Evaluating Methotrexate Toxicity and Its Association with ABCB1 Genetic Polymorphism in Children with Acute Lymphoblastic Leukemia

 Acute lymphoblastic leukemia (ALL) is among the most prevalent type of hematologic malignancy in children. The Children’s Oncology Group protocol recognizes methotrexate (MTX) as a therapy for this problem in children, despite its several complications. The relationship between MTX toxicity and ATP-binding cassette subfamily B member 1 (ABCB1) SNPs in ALL children patients has been investigated in many studies.
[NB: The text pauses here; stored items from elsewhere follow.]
PR #3195, opened 2025-10-01
Fix ROI edits disappearing on MacOS

### LINKED ISSUE #2319: mrview: ROI edits deleted after two elements drawn
When drawing an ROI, I can draw a maximum of two elements before previously drawn elements start disappearing in a FIFO manner. So if I draw one rectangle, then a second, as soon as I click to draw a third, the first one vanishes. 
This behaviour is limited to the current slice. So for example, if I fill an axial slice, then switch to a saggital slice (which now has a single filled line through it) and begin editing, after 1 edit the filled line will disappear. Switching back to the filled axial slice, just that line is erased, not the whole slice.

This behaviour persists regardless of

- drawing tool (brush / rectangle / fill)
- loading an existing ROI file vs creating a new one within mrview
- drawing or erasing
- single slice or orthoview
- background image

Here is an animation demonstrating the behaviour:
buggyroi

I have never had this problem with any other installations of MRtrix on other machines, only on my new M1 silicon Macbook Pro. I've also checked it isn't just a display issue: if I save the file, quit mrview and load the ROI again, the erased bits are still erased.

**To Reproduce**

1. Open any image in mrview and create a new ROI in the ROI editor
2. Choose a tool (e.g. brush) and click edit
3. Draw a shape
4. Draw another shape
5. Draw a third shape: the first one disappears
6. Draw another shape: the second one disappears
7. You get the picture 

**Platform/Environment/Version**

-  OS: MacOS 11.1
-  *MRtrix3* version `3.0.2-78-g430465d6 64 bit release version, built Mar  9 2021, using Eigen 3.3.9` (built from source)

---

**Advanced debugging information**

-  Qt version: 5.15.2
- OpenGL info:
Screenshot 2021-05-13 at 13 15 27

- `mrview -exit -debug`:

  
```
mrview -exit -debug
mrview: [DEBUG] No config file found at "/etc/mrtrix.conf"
mrview: [INFO] reading config file "/Users/fiona/.mrtrix.conf"...
mrview: [DEBUG] reading key/value file "/Users/fiona/.mrtrix.conf"...
mrview: [INFO] GL renderer:  Apple M1
mrview: [INFO] GL version:   4.1 Metal - 71.0.7
mrview: [INFO] GL vendor:    Apple
mrview: [DEBUG] loading font into OpenGL texture...
mrview: [DEBUG] compiling OpenGL vertex shader:
#version 330 core
layout(location = 0) in vec2 pos;
layout(location = 1) in vec2 font_pos;
uniform float scale_x;
uniform float scale_y;
out vec2 tex_coord;
void main () {
  gl_Position = vec4 (pos[0]*scale_x-1.0, pos[1]*scale_y-1.0, 0.0, 1.0);
  tex_coord = font_pos;
}

mrview: [DEBUG] compiling OpenGL fragment shader:
#version 330 core
in vec2 tex_coord;
uniform sampler2D sampler;
uniform float red, green, blue;
out vec4 color;
void main () {
  color.ra = texture (sampler, tex_coord).rg;
  color.rgb = color.r * vec3 (red, green, blue);
}

mrview: [DEBUG] font loaded
```

daljit46:
This small change fixes #2319.
After the discussion this morning with @bjeurissen, I decided to investigate this long-standing issue in the viewer. So this wasn't really a driver issue as discussed in the relevant issue, but an error in our code.
After tinkering with OpenGL code a bit, I noticed that the undo/redo shader in [`undoentry.cpp`](https://github.com/MRtrix3/mrtrix3/blob/56fa0604486cb1dbca1c36d8526a5eddc5bc405d/cpp/gui/mrview/tool/roi_editor/undoentry.cpp#L33) was using an integer sampler to read the values from the texture.
Our texture data type is `GL_R8`, which is an 8-bit normalised fixed-point format. It needs a float sampler, because integer samplers are for *integer* formats like `GL_R8I`. 

@MRtrix3/mrtrix3-devs should we include this fix in 3.0.8?

### DIFF
--- a/src/gui/mrview/mode/slice.cpp
+++ b/src/gui/mrview/mode/slice.cpp
@@ -15,8 +15,8 @@
  */
 
 #include "gui/mrview/mode/slice.h"
-
 #include "gui/opengl/transformation.h"
+#include "gui/mrview/tool/roi_editor/item.h"
 
 namespace MR
 {
@@ -45,19 +45,21 @@ namespace MR
 
         std::string Slice::Shader::fragment_shader_source (const Displayable& object)
         {
-          std::string source = object.declare_shader_variables () +
-            "uniform sampler3D tex;\n"
-            "in vec3 texcoord;\n"
-            "out vec4 color;\n";
+          const auto *roi_item = dynamic_cast<const Tool::ROI_Item *>(&object);
+          const bool is_roi = roi_item != nullptr;
+          std::string source = object.declare_shader_variables() +
+                               (is_roi ? "uniform usampler3D tex;\n" : "uniform sampler3D tex;\n") +
+                               "in vec3 texcoord;\n"
+                               "out vec4 color;\n";
 
-          source +=
-            "void main() {\n"
-            "  if (texcoord.s < 0.0 || texcoord.s > 1.0 ||\n"
-            "      texcoord.t < 0.0 || texcoord.t > 1.0 ||\n"
-            "      texcoord.p < 0.0 || texcoord.p > 1.0) discard;\n"
-            "  color = texture (tex, texcoord.stp);\n"
-            "  float amplitude = " + std::string (ColourMap::maps[object.colourmap].amplitude) + ";\n"
-            "  if (isnan(amplitude) || isinf(amplitude)) discard;\n";
+          source += "void main() {\n"
+                    "  if (texcoord.s < 0.0 || texcoord.s > 1.0 ||\n"
+                    "      texcoord.t < 0.0 || texcoord.t > 1.0 ||\n"
+                    "      texcoord.p < 0.0 || texcoord.p > 1.0) discard;\n" +
+                    (is_roi ? std::string("  uint ru = texture(tex, texcoord.stp).r;\n  color = vec4(ru > 0u ? 1.0 : 0.0);\n")
+                            : std::string("  color = texture (tex, texcoord.stp);\n")) +
+                    "  float amplitude = " + std::string(ColourMap::maps[object.colourmap].amplitude) + ";\n"
+                    "  if (isnan(amplitude) || isinf(amplitude)) discard;\n";
 
           if (object.use_discard_lower())
             source += "  if (amplitude < lower) discard;\n";
--- a/src/gui/mrview/tool/roi_editor/item.cpp
+++ b/src/gui/mrview/tool/roi_editor/item.cpp
@@ -54,8 +54,8 @@ namespace MR
             current_undo (-1)
         {
           type = gl::UNSIGNED_BYTE;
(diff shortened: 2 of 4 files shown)


Lestropie:
If it's a bug fix, then it should be targeting `master`, whether it gets merged in time for `3.0.8` or not.

I worry here that the fix is being applied at the wrong end & in the wrong direction. The ROI tool deals exclusively with bitwise data and no interpolation. It would make a lot more sense to be using 8-bit integer data. It's more likely that it's the upstream texture data type that's the bug, not the downstream sampler.

Lestropie:
Given that the various tools operate sequentially and independently with their own shaders, I would have thought it not too difficult, but I'm admittedly highly out of practise with the GUI code. Maybe have a dig at it, but if you encounter anything that looks like it could gobble up a lot of time revert back to the one-line fix?

src/gui/mrview/mode/slice.cpp
```diff
@@ -45,19 +45,21 @@ namespace MR
...
+                               "out vec4 color;\n";
+
+          source += "void main() {\n"
+                    "  if (texcoord.s < 0.0 || texcoord.s > 1.0 ||\n"
+                    "      texcoord.t < 0.0 || texcoord.t > 1.0 ||\n"
+                    "      texcoord.p < 0.0 || texcoord.p > 1.0) discard;\n" +
+                    (is_roi ? std::string("  uint ru = texture(tex, texcoord.stp).r;\n  color = vec4(ru > 0u ? 1.0 : 0.0);\n")
+                            : std::string("  color = texture (tex, texcoord.stp);\n")) +
+                    "  float amplitude = " + std::string(ColourMap::maps[object.colourmap].amplitude) + ";\n"
+                    "  if (isnan(amplitude) || isinf(amplitude)) discard;\n";
```
Lestropie, line 62: This seems to be doing a bunch of work that it shouldn't need to for ROIs. Indeed it's likely some of the discordance around the requisite changes to fix the reported issue were due to my not recalling / recognising that the ROI rendering was using so much common slice rendering code.

For ROIs, all that should be needed in a fragment shader is:
- If outside bounds, discard
- If sample is zero, discard
- Set colour to fixed colour

Things like applying a continuous colour map, checking for non-finite values, upper / lower thresholds, shouldn't be needed.

This was probably a case of re-using the slice shader as-is for the ROI tool because it worked and required less effort at the time. But it would have been more appropriate to have given the ROI tool its own shader. Redressing would require a larger refactor, and it wouldn't strictly need to happen on `master`. So maybe I'll list that as a separate Issue.

daljit46: Yes, I think a separate issue to clean up this bit would be best.

PR #3197, opened 2025-10-03
Fix tractography rendering performance on macOS

daljit46:
This PR fixes the longstanding performance issues in the viewer on macOS when visualising tractography streamlines (using pseudotubes). 
The root cause turned out not to be geometry-shader emulation per se, but the cost of submitting many draws via `glMultiDrawArrays<. On Apple’s stack, glMultiDraw* does not seem to guarantee hardware batching, and it can result in significant CPU/driver overhead. Details below.

After working on #3095, I decided to investigate the performance issues raised in #2247. As discussed there, the culprit seemed to be the use of geometry shaders in our OpenGL code. This was a reasonable suspicion that their emulation performance could be the culprit (since the OpenGL drivers on macOS are built upon Metal, which doesn't support geometry shaders).  I spent a significant amount of time tinkering with the code, but it was unreasonable to assume that emulation of geometry shaders (via compute shaders) could be so slow that the app would either completely freeze or even crash.

Investigating with the Xcode profiler, I noticed that the application essentially just hung when calling `glMultiDrawArrays`:

```
1.54 s 40.0% 400.00 µs GLDContextRec::flushContext(bool) 
1.47 s 38.3% 600.00 µs -[_MTLCommandQueue submitCommandBuffer:] 
1.47 s 38.3% 400.00 µs _dispatch_lane_barrier_sync_invoke_and_complete 
1.47 s 38.3% 300.00 µs _dispatch_client_callout 
1.47 s 38.3% 400.00 µs __40-[_MTLCommandQueue submitCommandBuffer:]_block_invoke 
1.47 s 38.3% 400.00 µs -[_MTLCommandQueue _submitAvailableCommandBuffers] 
1.46 s 38.0% 264.54 µs -[IOGPUMetalCommandQueue submitCommandBuffers:count:] 
1.46 s 38.0% 700.00 µs -[IOGPUMetalCommandQueue _submitCommandBuffers:count:] 
1.40 s 36.5% 700.00 µs IOGPUCommandQueueSubmitCommandBuffers 
1.40 s 36.5% 0 s IOConnectCallMethod 
1.40 s 36.5% 3.20 ms io_connect_method 
1.40 s 36.4% 300.00 µs mach_msg2_internal 
1.40 s 36.3% 
1.40 s mach_msg2_trap
```

which made me realise that most likely we are CPU-bound on command submission. The OpenGL on Metal implementation
seems to be submitting too many draw calls, which results in a hang.
Looking around, I found this great [article](https://programming4.us/multimedia/8302.aspx) which mentions:

> Even functions like glMultiDrawArrays and glMultiDrawElements don’t always help because the graphics hardware may not implement these functions directly, and so OpenGL essentially has to convert them to multiple calls to glDrawArrays internally anyway.

`glMultiDrawsArrays` is the command that we use in [tracogram.cpp](https://github.com/MRtrix3/mrtrix3/blob/3bcf5c10f457afea505180eeb27d577d126cbd81/src/gui/mrview/tool/tractography/tractogram.cpp#L569) to instruct the GPU to draw a chunk of streamlines. In theory, the command should be hardware-batched, but as the article mentioned, this is upon the GPU driver's implementation, and it's not guaranteed (as it seems to be the case on OpenGL on Metal).

The article also offers a better alternative to ensure the commands are batched. The idea is to supply an index buffer that is one long sequence of vertex indices, with a special sentinel value between line strips (a "primitive-restart index") that tells the GPU where each track starts or terminates. Once the index buffer is built, we can submit everything in one go via `glDrawElements(GL_LINE_STRIP, num_elements, GL_UNSIGNED_INT, nullptr)`.

Suppose we have 3 tracks with 4 elements each: [0 1 2 3] [4 5 6 7] [8 9 10 11]. With `glMultiDrawArrays` we do:

```
starting_indices = {0, 4, 8};
element_counts = {4, 4, 4};
glMultiDrawArrays(GL_LINE_STRIP, firsts, counts, 3);
```

while with the indexed approach:

```
// Use 0xFFFFFFFF as sentinel values
indices = [0,1,2,3, 0xFFFFFFFF, 4,5,6,7, 0xFFFFFFFF, 8,9,10,11, 0xFFFFFFFF]
glEnable(GL_PRIMITIVE_RESTART);
glPrimitiveRestartIndex(0xFFFFFFFFu);
glDrawElements(GL_LINE_STRIP, indices.size(), GL_UNSIGNED_INT, nullptr);
```

I implemented this idea in the code, and it fixed the performance issues while visualising tractograms on macOS!  On my MacBook M2, I now see framerates between 100 - 150 (dropping to 60-90 with volume rendering) when displaying a track file with 200k streamlines. Previously, `mrview` would even struggle to load the file.
As a bonus on Linux, with my modest laptop with Intel 11th i5-1135G7, I'm also seeing up to 25% improvements in framerates. 

Notes:
- There is a slight disadvantage in using the new approach, as the index buffer consumes some additional memory.
- I have only enabled the index buffer code path for pseudotubes. I preferred to keep the code changes to a minimum, as this PR is targeting `master` and its primary aim is to fix the performance issues on macOS. But we can enable this for points too if we want that (either in this PR or a separate one, perhaps targeting `dev`).

@MRtrix3/mrtrix3-devs  I believe this change is correct and safe, but I'd appreciate it if you could test this on your own machines to see if you encounter any issues and maybe compare with `mrview` built from `master` to see if you notice any performance improvements. Also, this PR is *strictly* not a correctness fix, so I'd be happy if we want to target `dev` instead (I think other easy opportunities may potentially improve performance further).

### DIFF
--- a/src/gui/mrview/tool/tractography/tractogram.cpp
+++ b/src/gui/mrview/tool/tractography/tractogram.cpp
@@ -24,9 +24,10 @@
 #include "gui/opengl/lighting.h"
 #include "gui/mrview/mode/base.h"
 
-
+#include <cstdint>
 
 const size_t MAX_BUFFER_SIZE = 2796200;  // number of points to fill 32MB
+constexpr uint32_t PRIMITIVE_RESTART_SENTINEL = 0xFFFFFFFFu; // Primitive restart index for UNSIGNED_INT
 
 namespace MR
 {
@@ -399,6 +400,8 @@ namespace MR
             gl::DeleteBuffers (intensity_scalar_buffers.size(), &intensity_scalar_buffers[0]);
           if (threshold_scalar_buffers.size())
             gl::DeleteBuffers (threshold_scalar_buffers.size(), &threshold_scalar_buffers[0]);
+          if (!element_buffers.empty())
+            gl::DeleteBuffers(element_buffers.size(), &element_buffers[0]);
           GL::assert_context_is_current();
         }
 
@@ -566,8 +569,15 @@ namespace MR
 
             auto mode = geometry_type == TrackGeometryType::Points ? gl::POINTS : gl::LINE_STRIP;
 
-            gl::MultiDrawArrays (mode, &track_starts[buf][0], &track_sizes[buf][0], num_tracks_per_buffer[buf]);
-
+            if(mode == gl::POINTS) {
+              gl::MultiDrawArrays(mode, &track_starts[buf][0], &track_sizes[buf][0], num_tracks_per_buffer[buf]);
+            } else if (element_counts[buf] > 0 && element_buffers[buf] != 0) {
+              // Use the EBO stored with this VAO to render all tracks in this chunk
+              gl::Enable(gl::PRIMITIVE_RESTART);
+              gl::PrimitiveRestartIndex(PRIMITIVE_RESTART_SENTINEL);
+              gl::DrawElements(gl::LINE_STRIP, element_counts[buf], gl::UNSIGNED_INT, nullptr);
+              gl::Disable(gl::PRIMITIVE_RESTART);
+            }
           }
 
           vao_dirty = false;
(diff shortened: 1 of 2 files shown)


bjeurissen (dismissed):
Works and fixes the issue! Tested on macOS 26.0.1 (25A362) on Apple M1

bjeurissen:
Would be good to check if the same fix applies to #2379. At least the symptoms look identical, so I would think there is a good chance.

bjeurissen (approved):

jdtournier:
:+1: Works fine on Ubuntu 22.04, running on a 12GB NVIDIA GeForce RTX 4070. Get roughly 50 FPS for 1 million streamlines with streamtube lighting in volume render mode.

I'll try it on my home system when I get home, just to check with an AMD GPU.

jdtournier:
Also works fine on my AMD-based home system 👍

PR #3202, opened 2025-10-04
Update configure script for Xcode26 compatibility

bjeurissen:
Qt5 links to both OpenGL and AGL for OpenGL apps, but AGL is no longer included in MacOS Tahoe/Xcode26 (https://bugreports.qt.io/browse/QTBUG-137687). This will cause our configure script to fail on latest macOS. This issue will not be addressed in future Qt5 versions (only in Qt6), but we can work around it by explicitly linking only to OpenGL.


bjeurissen:
Confirmed to work both pre-deprecation of AGL (macOS Sequoia) as post-deprecation of AGL (macOS Tahoe), so I think this change is solid.

PR #3207, opened 2025-10-06
Fix Eigen 3.4.1 type mismatch in `ColourMap` clamping

daljit46:
Fix compilation error leading to `Eigen::internal::traits<double>` errors.

This is currently blocking PRs targeting `master` due to CI build failures on macOS.


daljit46:
I don't mind lowercase. I used uppercase because on `dev` we have [readability-uppercase-literal-suffix](https://clang.llvm.org/extra/clang-tidy/checks/readability/uppercase-literal-suffix.html) enabled.

PR #3208, opened 2025-10-07
DICOM: Performance fix to wildcard matching

Lestropie:
Error in 8e3612aebac43ccd56c014d0c2ee87035f55e6c6 as part of #1929.

I expect this to be of no consequence to behaviour, so not even applying the `bug` tag; it's just preventing unnecessary recursive construction of `std::string`'s.

(This will be better addressed using `std::string_view` on dev; that's how I found it)


jdtournier (approved):
Good spot!

Issue #44, opened 2021-03-09
Separate instrument calibration factors from the readers


simonrp84:
Currently, if an instrument requires calibration coefficients to be applied (multiplying or adding a value to radiances in order to correct them) this is done within the individual reader. An example of this is SLSTR.

Instead, we should have a separate preprocessor routine that corrects the radiances *after* the reader has loaded the data. We should also include the coefficients in `setup.F90`. The default being 1 for gain or 0 for offset.

PR #46, opened 2021-03-10
Add instrument-specific bias correction to setup, addressing #44

adamcpovey:
How's that? Move the SLSTR calibration adjustment into `read_imager` in order to be applied to any sensor, should we be so inclined.


simonrp84:
I'm thinking about this again and it might need a more complex solution than we originally thought. This works fine for situations like SLSTR where the corrections are applied to the reflectances, but will cause issues when the corrections have to be applied to radiances (before the rad->ref or rad->bt calculation is performed.
Not really sure what the best solution is, does anyone have some thoughts on this?

adamcpovey:
I was thinking of forward model bias correction rather than calibration, which will be in radiance space. (Don't been asking me to bias correct the aerosol algorithm against AERONET for years.)

Other thoughts appreciated

adamcpovey:
> I'm thinking about this again and it might need a more complex solution than we originally thought. This works fine for situations like SLSTR where the corrections are applied to the reflectances, but will cause issues when the corrections have to be applied to radiances (before the rad->ref or rad->bt calculation is performed.
> Not really sure what the best solution is, does anyone have some thoughts on this?

Looking back at this, when do you expect us to apply such a calibration? I thought the only place we do rad->bt calculations is in the forward modelling of mixed channels radiances.

While I can see that the difference between correcting radiances and reflectances is important, the construction of the code is such that we can *only* deal with radiances within the instrument reader functions. If you're concerned that some instruments will want to adjust radiance and others reflectance, that implies that these corrections go in the readers and are bespoke. In that case, this code is intended for forward model errors and I should probably relabel it a bit.

Thoughts?

PR #47, opened 2021-03-11
Feature ahi hsd subset

andyprata:
I've now implemented the subsetting feature for the Himawari/AHI reader within ORAC. It can be used with the `--limit` flag with calls to `orac.py` consistent with how the SEVIRI subsetting is done.

I am suggesting a merge to the `HSD_PyORAC` branch as this is the branch from where I began making changes to implement this feature.

I will leave it up to @simonrp84 or @adamcpovey to do the merge of `HSD_PyORAC` to `master` as I'm not sure exactly what changes have been made there.

Other minor changes contained within this pull request not directly related to AHI subsetting are:
1. Ignore PyCharm-related files in the .gitignore file
2. Bug fix in reading the sensor name for AHI in definitions.py
3. New a priori/errors for the 'EYJ' particle type. I'm currently experimenting with what I think this values should be.


adamcpovey:
There are *a lot* of commits in there that are later reverted. How much of a pain would it be to to remove those commits from the branch, so we only have the net changes?

At the very least, anything that touches `local_defaults.py` needs to go. As is, no one will be able to pull this without deleting their own copy of that file (which is why it wasn't in the repository in the first place; by all means track it in your own fork but not here).

PR #49, opened 2021-03-11
Update style of the python files to match PEP8

simonrp84:
Currently, the python files contain a lot of nonstandard python code. In this PR I attempt to standardise a bit.
Please check that I haven't broken anything in your workflows!


tools/pyorac/swath.py
```diff
@@ -450,26 +448,26 @@ def set_cldflag(self, size=3, low_res=False, cld_limit=3):
                              mode='same', boundary='symm') / num
             e_x2 = convolve2d(aot_tmp * aot_tmp, kernel,
                               mode='same', boundary='symm') / num
-            stdev = np.ma.masked_invalid(np.sqrt(e_x2 - e_x*e_x))
+            stdev = np.ma.masked_invalid(np.sqrt(e_x2 - e_x * e_x))
             self._cldflag[stdev > 0.1] += CLDFLAG["stdev"]
 
-        def opening_test(data, kernel, limit):
+        def opening_test(data, ikernel, limit):
```
adamcpovey, line 454: Since when is kernel a protected term?
And I use an i prefix to indicate indices/counters. Here I'd prefer to shorten the variable to `kern` if there's a clash

tools/pyorac/arguments.py
```diff
@@ -241,17 +242,17 @@ def args_cc4cl(parser):
     phs = cccl.add_mutually_exclusive_group()
     phs.add_argument('-s', '--settings', type=str, action='append',
                      default=None, help='Parameters for each phase to be '
-                     'processed. Each element is a string listing all the '
-                     'arguments to be applied for that phase. This is processed '
-                     'using the same parser so all arguments listed for the '
-                     'main processor are available.')
+                                        'processed. Each element is a string listing all the '
```
adamcpovey, line 245: Ugh. This spacing is *so inefficient* on a short line length but this will look like trash on my editor.
I shall have to pull a copy and redo all the line breaks. <grumble>

tools/pyorac/arguments.py
```diff
@@ -416,7 +418,7 @@ def check_args_cc4cl(args):
     from pyorac.local_defaults import log_dir, extra_lines, retrieval_settings
 
     # Add extra lines files
-    extra_lines.update({key + '_extra' : val for key, val in args.extra_lines})
+    extra_lines.update({key + '_extra': val for key, val in args.extra_lines})
```
adamcpovey, line 421: I have already done a lot of this line respacing (last time I tried out PyCharm it did a lot of it automatically) but it's combined with changing the case on the `local_defaults` variables. I'll see if I can merge this with that.

tools/pyorac/swath.py
```diff
@@ -582,15 +579,16 @@ def __getitem__(self, name):
...
     # -------------------------------------------------------------------
     # Masking functions
     # -------------------------------------------------------------------
-    def mask_cloud(self, allowing=[]):
+    def mask_cloud(self, allowing=None):
         """Bool array that is True where the aerosol cloud flag is non-zero.
 
         The allowing argument can be used to exempt a list of members of the
         orac.CLDFLAG bitmask."""
+        if allowing is None:
```
adamcpovey, line 590: Probably need a second clause that listifies allowing if you pass a single string.

tools/convj.py
```diff
@@ -6,37 +6,19 @@
 :Website: http://github.com/jiffyclub
```
adamcpovey, line 6: Huh. Hadn't look through these files before. This looks like code I get out of other modules.

tools/pyorac/swath.py
simonrp84: Yeah, it's not. The problem that it was shadowing the same name in the outer scope. I then accidentally changed both to `ikernel`. I've now changed the function variable name to `kern` and left the outer scope variable as `kernel`.

tools/pyorac/arguments.py
simonrp84: Updated!

tools/pyorac/arguments.py
simonrp84: Yep, it's all automatic - i just checked afterwards to make sure it wasn't being stupid.

tools/convj.py
simonrp84: It's a mess. I have no idea what's going on in there but at least it's now a slightly tidier mess.

tools/pyorac/swath.py
simonrp84: True. fixed!

adamcpovey:
Yeah, this seems fine. I'll do the capitalisation of `local_defaults` another time, as that will require people to act so it should be done in a de minimis pull.

PR #50, opened 2021-03-12
Add support for Himawari/AHI subsetting

andyprata:
This pull request adds support for Himawari/AHI subsetting. It can be called from `pyorac` with the limit flag (e.g. `--limit X0 X1 Y0 Y1`) consistent with the SEVIRI subsetting approach.


pre_processing/read_himawari.F90
```diff
@@ -223,7 +270,7 @@ subroutine read_himawari_bin(infile, imager_geolocation, imager_measurements, &
    real(kind=sreal)   :: rye, rhr, rminu
```
adamcpovey, line 270: Just caught an unused variable warning in this routine. What should `tlat, tlon` be doing? They aren't allocated but are flagged for multithreading.

andyprata: I didn't touch these variables in this PR, but good catch. Maybe a question for @simonrp84? Can we delete these?

simonrp84: Those variables are needed for speeding up processing with the PGI compilers, so are necessary.

PR #52, opened 2021-04-06
Improve formatting of Python scripts

adamcpovey:
This commit:
 - Uses block capitals for global variables defined in local_defaults;
 - Uses a global to define the permissions of newly created directories;
 - Moves the defaults for regression.py into check_args_regress();
 - Extends comments in local_defaults.py.example.

The first one has the consequence that everyone would have to change their `local_defaults.py` file to add a few new variables and capitalise a bunch of things. Thus, this sits in a pull request until we feel it's a good time.


simonrp84:
Is it a good time to get this thing merged?

adamcpovey:
I'm going to merge this as some part of it leaked in, so the repository doesn't work without it.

 Regarding the controversial findings reported by these studies, the present work aims to evaluate Methotrexate toxicity and its association with ABCB1 Genetic Polymorphism in ALL pediatric patients.

 Blood samples were collected from pediatric ALL patients. Next, DNA was extracted and polymerase chain reaction (PCR) was conducted using 300 μMol/μL of direct primers in 50 µL as the ultimate volume. ABCB1 gene was amplified using the PCR technique, and 0.5% agarose gel electrophoresis was used to identify reaction products. Afterward, the PCR fragments’ length was proved by observing through UV-transilluminator. Finally, liver and blood toxicity was studied in all cases under treatment with MTX.

 In the present study, 81 children with ALL (36 females and 45 males) with a mean age of 6.32 ± 3.08 years old were examined. The ABCB1 1199 G->A gene mutation frequency and the ABCB1 3435 C->T gene mutation frequency was 4.9 and 70.4%, respectively. The results showed no statistically significant difference between leukopenia, gastrointestinal toxicity, renal toxicity, hepatotoxicity, anemia, thrombocytopenia, and neutropenia in cases having homozygous heterozygous ABCB1 3435 C->T and ABCB1 1199 G->A mutant polymorphisms than those having ordinary polymorphism.

 Overall, it seems that C3435 T, G1199A, and ABCB1 are not significant MTX toxicity markers in pediatric ALL cases.